Medical Society honoring professors

Medical Society honoring professors
September 25
00:00 2014
(pictured above: Rev. Odell Cleveland (left) with Robert Wineburg.)

Two Greensboro College visiting scholars are being honored by the N.C. Medical Society for their contributions to North Carolina public health.

Robert Wineburg, Visiting Scholar of Religion and Community Service, and the Rev. Odell Cleveland, Adjunct Professor of Religion and Community Ministry, will receive the N.C. Medical Society’s John Huske Anderson Award on Oct. 24 in Greensboro. Named for the society’s former longtime legal advisor, the annual award honors North Carolina laypeople “whose contributions have had a positive impact on the medical profession and the public health.”

The award recognizes the work the two men did with the Medical Society’s Work Group on Medicaid Accountable Care Organizations (ACOs) and conceptualizing social-support systems using the faith community.

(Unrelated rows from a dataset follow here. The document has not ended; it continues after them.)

Issue #262, opened 2020-06-30
Switch from reflex-platform to direct nixpkgs


srid:
Go back to how it was pre-reflex-platform days, but use reflex-dom-core, reflex, and friends from nixpkgs (instead of reflex-platform). 

Replace project.nix & ./dep/* with a new default.nix.

The following should continue to work:

- [x] `bin/run` & `bin/test` scripts should continue to reload when any of the source files change
- [x] `nix-build` when run a second time should not build anything new
- [x] neuron [install command](https://neuron.zettel.page/2011501.html) should not regress to installing more than needed ([see here](https://github.com/srid/neuron/blob/4b29d4081daa0d460a540e5e4846cd52ce9ddb83/default.nix#L6-L30))
  - On a fresh VM, installing neuron produces a /nix that weighs ~1.9G.
- [x] ci.nix should handle both `nix-build` and `nix-shell` cases for cache
- [x] Adjust "Developing on reflex-dom-pandoc" section of README accordingly

/cc @maralorn

srid:
This is done #280, so I'll close.

@maralorn AFAIU, only rib and commonmark needs to be released to hackage before neuron can be updated on nixpkgs, right?

maralorn:
@srid, and reflex-dom-pandoc, if it isn't already.

PR #280, opened 2020-07-11
Disable use of reflex-platform

maralorn:
This change migrates the default.nix back to a configuration that does
not use reflex-platform.

The default.nix know tries to be similar to how neuron would be build in
nixpkgs.

The pinned nixpkgs version is now pinned to a very recent version of
nixos unstable.

The default ghc on nixpkgs right now is 8.8.3, so this change also
includes some changes to make compilation possible with that ghc and the
newest package versions from nixpkgs.

---

This addresses #262. 

## TODO

- [x] Rebase on latest master
- [x] Address all requirements from #262
  - [x] bin/run & bin/test scripts should continue to reload when any of the source files change
  - [x] nix-build when run a second time should not build anything new
  - [x] neuron install command should not regress to installing more than needed (see here)
       On a fresh VM, installing neuron produces a /nix that weighs ~1.9G.
  - [x] ci.nix should handle both nix-build and nix-shell cases for cache
  - [x] Adjust "Developing on reflex-dom-pandoc" section of README accordingly
- [x] Remove code and files not needed anymore because of this change


maralorn:
Well, this is a bad situation.

I am 95% sure, that the nix expressions are correct (in some fuzzy sense). The ci.nix builds without problems on my machine.

The problem is, that there is only one reasonable commit of nixpkgs to use, which already includes the newest pandoc-types. Going back to older nixpkgs commits would require more temporary fixes that seem pretty annoying to me.

But this special commit has apparently completely unrelated test issues on hydra.

srid:
@maralorn There is no reason to remain in an older nixpkgs. I generally always use the latest nixpkgs commit ([from here](https://status.nixos.org/)) if I can. Otherwise, I don't understand what you mean by "bad situation".

project.nix
```diff
@@ -1,211 +1,120 @@
...
-    # put the latest commit sha of gitignore Nix library here:
-    rev = "00b237f";
-    # use what nix suggests in the mismatch message here:
-    sha256 = "sha256:186pvp1y5fid8mm8c7ycjzwzhv7i6s3hh33rbi05ggrs7r3as3yy";
+let nixpkgsRev = "dc80d7b";
+in {
+  pkgs ? import (builtins.fetchTarball "https://github.com/nixos/nixpkgs/archive/${nixpkgsRev}.tar.gz") { },
+  # Cabal project name
+  name ? "neuron",
+  compiler ? pkgs.haskell.packages.ghc883,
```
srid, line 6: Any reason why we are not using the default compiler (`pkgs.haskellPackages`)? Because then you can take advantage of nixos cache for Haskell packages.

maralorn:
@srid, well the bad situation is, that I have finished the PR from my point of view. And would like it be merged, but now the tests are failing. Especially since I actually believe that the test error is not deterministic.

default.nix
```diff
@@ -1,32 +1 @@
...
-  neuron = ghc.neuron;
-in 
-  neuron.overrideDerivation (drv: {
-    # Avoid transitive runtime dependency on the whole GHC distribution due to
-    # Cabal's `Path_*` module thingy. For details, see:
-    # https://github.com/NixOS/nixpkgs/blob/46405e7952c4b41ca0ba9c670fe9a84e8a5b3554/pkgs/development/tools/pandoc/default.nix#L13-L28
-    #
-    # In order to keep this list up to date, use nix-store and why-depends as
-    # explained here: https://www.srid.ca/04b88e01.html
-    disallowedReferences = [
```
srid, line 13: These comments got lost in the diff.

project.nix
```diff
@@ -1,211 +1,120 @@
...
-    regex-pcre-builtin = hackGet ./dep/regex-pcre-builtin;
-
-    algebraic-graphs = hackGet ./dep/alga;
-    clay = hackGet ./dep/clay;
-    HsYAML = hackGet ./dep/HsYAML;
-
-    rib = hackGet ./dep/rib;
+  overrides = self: super: {
+    # We include rib because it is quite tightly coupled with neuron development
+    rib = doJailbreak (self.callCabal2nix "rib" sources.rib { });
```
srid, line 44: Why do we need to jailbreak `rib`?

project.nix
maralorn: It is the default compiler. I just used that because that's what I found. I can gladly replace it with pkgs.haskellPackages, though I don‘t expect that will change anything regarding the caching.

srid: Yes, let's just use `pkgs.haskellPackages`.

project.nix
maralorn: rib pins `dhall 1.30.*` and `relude 0.6.*` apparently it builds with the newer nixpkgs. So I guess we should loosen the constraints in rib and bump the pin?

srid: Yup, definitely favour loosening the constraints on rib and reflex-dom-pandoc.

srid:
CI passes.

project.nix
srid: @maralorn This was already done? https://github.com/srid/rib/commit/42bc7c3e6b092cb1640b078b772ac09720cf8825

You can update the rib thunk using obelisk.

maralorn: Yeah, cool.

maralorn: What do you think about tracking nixpkgs via an ob thunk as well?

PR #288, opened 2020-07-15
Fix evaluation in pure evaluation mode

davidtwco:
Recent changes since #264 have broken evaluation in pure evaluation mode (required when using this project from a Nix flake), this PR fixes that regression. If maintaining the `sha256` argument to `fetchTarball` is bothersome, then you might consider adopting [`niv`](https://github.com/nmattia/niv) to make updating the pinned external repositories easier.

### DIFF
--- a/project.nix
+++ b/project.nix
@@ -1,6 +1,14 @@
-let nixpkgsRev = "8d05772";
+let 
+  nixpkgsSrc = builtins.fetchTarball {
+    url = "https://github.com/nixos/nixpkgs/archive/8d05772.tar.gz";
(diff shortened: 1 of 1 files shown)


davidtwco:
> Hey, thanks! By the way, how are you installing neuron with flakes? Do you have a link to a repo?

I installed Neuron [in this commit](https://github.com/davidtwco/veritas/commit/48c7cd2a145debb8bc11d2976dbbc978a506ce76) (since changed to this repository rather then my branch for my previous PR; and the lockfile updated to a more recent commit). 

In this case, without this repository having a flake (which might not make sense until flakes are no longer experimental), my use of Neuton through flakes amounts to having Nix manage the pinned commit and evaluate the expressions with some greater restrictions.

PR #293, opened 2020-07-17
Setup automated nightly releases

### LINKED ISSUE #292: Add binary artifacts to releases
I would like download linux bundles of `neuron` in CI outside of Github (https://funprog.zulipchat.com/#narrow/stream/231929-Neuron/topic/Gitlab.20Pages/near/204132793), but Github API seems to require authentification for that - would it be possible to add artifacts from neuron's CI into (publicly available) releases?

TheMatten:
Fixes #292.

### DIFF
--- a/.github/workflows/ci.yaml
+++ b/.github/workflows/ci.yaml
@@ -39,7 +39,7 @@ jobs:
   create-nightly-release:
     runs-on: ubuntu-latest
     needs: build
-    if: ${{ github.ref == 'refs/heads/master' && runner.os == 'Linux' }}
+    if: ${{ github.ref == 'refs/heads/master' }}
     steps:
     - name: Download latest linux bundle artifact
       uses: actions/download-artifact@v2
--- a/.github/workflows/ci.yaml
+++ b/.github/workflows/ci.yaml
@@ -36,7 +36,7 @@ jobs:
       with:
         name: neuron-bundle-linux
         path: ~/bundle/neuron
-  create-nightly-release:
+  update-nightly-release:
     runs-on: ubuntu-latest
     needs: build
     if: ${{ github.ref == 'refs/heads/master' }}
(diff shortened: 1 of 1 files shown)


srid:
@TheMatten Does this upload to the same "nightly" release on Github, or does it create a new release for every master commit? Can't tell easily by looking at the diff. 

Do you have URLs to the CI action that fully ran this? Otherwise, I'll have to test it in a separate branch.

TheMatten:
I'm using approach from https://docs.github.com/en/actions/configuring-and-managing-workflows/persisting-workflow-data-using-artifacts to get artifact from previous job for releasing. When it comes to releases themselves,
```yaml
    - name: Create new nightly release
      id: release
      uses: actions/create-release@v1
      env:
        GITHUB_TOKEN: ${{ secrets.GITHUB_TOKEN }}
      with:
        tag: nightly-${{ steps.date.outputs.date }}
        release-name: nightly-${{ steps.date.outputs.date }}
        prerelease: true
```
should create new release named `nigthly-012345678901`, where `012345678901` is date and time of build. That job is run on every push and PR as specified on top of workflow, so it should be only once per push to `master` if I understand it right.

I haven't really tested this myself, because it seems like I would have to setup cachix secrets myself - testing it on separate branch sounds like the easiest option.

srid:
Okay, I'll test it on a separate branch.

> should create new release named nigthly-012345678901, where 012345678901 is date and time of build

Hmm, that concerns me. The master branch currentl has 871 commits. If he had this setup from the beginning, wouldn't this have created 871 releases on GitHub? Not sure if that's desirable exactly. I was thinking more along the lines of having *one* release called "nightly", and having the CI job *overwrite* it (it could put date as a file in the zip file for reference).

TheMatten:
Seems like https://github.com/meeDamian/github-release could do that - to keep link to latest bundle stable, we could change release description to contain current build date, instead of changing name of bundle itself.

srid:
I'm testing this branch with a few more changes of mine, and so far it doesn't seem like to this action is *overwriting* an existing release. It seems to create a new release (albeit with same title) on every action run. 

image

srid:
Merged in #295

PR #295, opened 2020-07-17
Setup automated nightly releases (tested)

srid:
Testing #293 /cc @TheMatten


srid:
> tar: ~/bundle/neuron: No such file or directory

No idea what's going on here. The previous step using `actions/upload-artifact@v2` has no trouble using this path, but the subsequent step using `meeDamian/github-release@v2.0.3` fails.

srid:
Okay, success. https://github.com/srid/neuron/releases/tag/nightly

Issue #146, opened 2020-04-27
Publish docker image in CI


srid:
CI should automatically publish the docker image from the project root's `docker.nix`. 

In effect, run these commands in CI:

```
docker load -i $(nix-build docker.nix)
docker login -u sridca -p ${DOCKER_PASS}
docker push sridca/neuron:latest
```

srid:
Running neuron through docker is as simple as:

```
docker run --rm -i -p 8080:8080 -v ~/zettelkasten:/zettelkasten sridca/neuron:test neuron rib -ws 0.0.0.0:8080
```

It will download only about 80MB of image.

TheMatten:
Docker seems to be [preinstalled](https://github.com/actions/virtual-environments/blob/master/images/linux/Ubuntu1804-README.md) on Ubuntu runners, so adding step
```yaml
- name: Publish nightly Docker image
  run: |
    docker load -i $(nix-build docker.nix --arg tag '"nightly"')
    docker login -u sridca -p ${DOCKER_PASS}
    docker push sridca/neuron:nightly
```
should be enough?

srid:
Done in `master`.  Image name: `sridca/neuron` will auto-update in CI.

```
$ sudo docker run -i sridca/neuron neuron --version
0.5.11.1
```

@TheMatten You can use this for GitLab CI.

I'll close this issue once documentation is updated (alternative install; and describe docker-based usage).

TheMatten:
Done - and it works :tada: : https://gitlab.com/thematten/neuron-template/-/jobs/646875219

TheMatten:
Should I update #298 or are those docs changes meant to be made separately?

srid:
I'll write the docs, as well as make some changes to #298.

PR #298, opened 2020-07-20
Update "Automatic Publishing" to include GL Pages

TheMatten:
Links to [modified version of `neuron-template`](https://gitlab.com/thematten/neuron-template) that works with GitLab Pages.


srid:
I think #146 should be done before we merge this. Otherwise, gitlab users may not always be using the latest nightly image (I'm assuming that the [``thematten/neuron-shell`](https://gitlab.com/thematten/neuron-template/-/blob/master/.gitlab-ci.yml) image is built and pushed manually).

TheMatten:
:100: - CI here could be set up to build new images, passing in version as `tag`.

ACOs are partnerships between health-care providers and hospitals that are intended under the U.S. Affordable Care Act to reduce health-care costs by coordinating efforts among different parts of the health-care system. After savings reach a certain point, they are split between the government and the ACO.

According to figures released Sept. 16 by the government, the Cone Health-backed local ACO, Triad Healthcare Network, ranked in the top five among 243 ACOs nationally for cost savings in 2013, saving $21.51 million and earning $10.54 million back from the government.

Wineburg and Cleveland are at Greensboro College this year to help build and consolidate the college’s service role in the context of its affiliation with the United Methodist Church.

As part of that effort, they plan a conference on faith groups and behavioral-health issues such as depression, to be held on campus in April.

Wineburg is Jefferson Pilot Excellence Professor of Social Work at the University of North Carolina at Greensboro. He has studied the involvement of faith groups in local community service delivery for 30 years.

Cleveland is chief administrative officer at Mount Zion Baptist Church, one of Greensboro’s largest congregations. Before joining Mount Zion, he was co-founder, president and CEO of the Welfare Reform Liaison Project, a nonprofit started in 1997 to assist welfare recipients in finding jobs.

Wineburg worked with Cleveland on his nonprofit’s mission, and the two wrote about their experience in the 2010 book “Pracademics and Community Change: A True Story of Nonprofit Development and Social Entrepreneurship During Welfare Reform.”